Data items.

PR #3301, opened 2022-08-08
[PPWM-76] Mark persistent disks as 'Offline' post workspace migration

ehigham:
RR: https://broadworkbench.atlassian.net/browse/PPWM-75
When a v1 workspace is migrated to a v2 workspace, users need to "migrate" their old persistent disks from the original google project to the workspace's newly-created google project. Since this is a per-user operation and we have no way of knowing which workspace a disk should belong in, we require the user to do this.
In the "Cloud Environments" page:
- Show peristent disks that require migration as "Offline"
- Include a to a new modal that allows users to select which workspaces they'd like to copy the disk to or delete the disk.
- Show a banner when user has "Offline" persistent disks.

"Offline" disk:
image

Migrate disk modal:
image

Delete disk option:
image

Delete disk confirm:
image

When user cannot copy to any workspace:
image

Updated tooltip in create environment
image

<!--
Hello, friend!
Thanks!

--!>


src/libs/ajax.js
```diff
@@ -1739,6 +1739,12 @@ const Disks = signal => ({
 
   disk: (project, name) => {
     return {
+      create: ({ ...props }) => {
+        const body = jsonBody({ ...props })
+        return fetchLeo(`api/google/v1/disks/${project}/${name}`,
+          _.mergeAll([authOpts(), appIdentifier, { signal, method: 'POST' }, body])
+        )
```
nawatts: There's no need for the spread operator here. It's needlessly creating shallow copies of the object passed in.

```suggestion
      create: props => {
        const body = jsonBody(props)
        return fetchLeo(`api/google/v1/disks/${project}/${name}`,
          _.mergeAll([authOpts(), appIdentifier, { signal, method: 'POST' }, body])
        )
```
This could also be shortened a bit:
```suggestion
      create: props => fetchLeo(`api/google/v1/disks/${project}/${name}`,
        _.mergeAll([authOpts(), appIdentifier, { signal, method: 'POST' }, jsonBody(props)]))
```

src/pages/Environments.js
```diff
@@ -116,8 +120,165 @@ const DeleteAppModal = ({ app: { googleProject, appName, diskName, appType }, on
   ])
 }
 
+const MigratePersistentDisksBanner = ({ count }) => {
+  const deadline = new Date('01 January 2023 00:00 UTC')
```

Assigned task. Within the data above, filter for lines containing the word "fetchLeo" and copy each one.

Task response.
+        return fetchLeo(`api/google/v1/disks/${project}/${name}`,
        return fetchLeo(`api/google/v1/disks/${project}/${name}`,
      create: props => fetchLeo(`api/google/v1/disks/${project}/${name}`,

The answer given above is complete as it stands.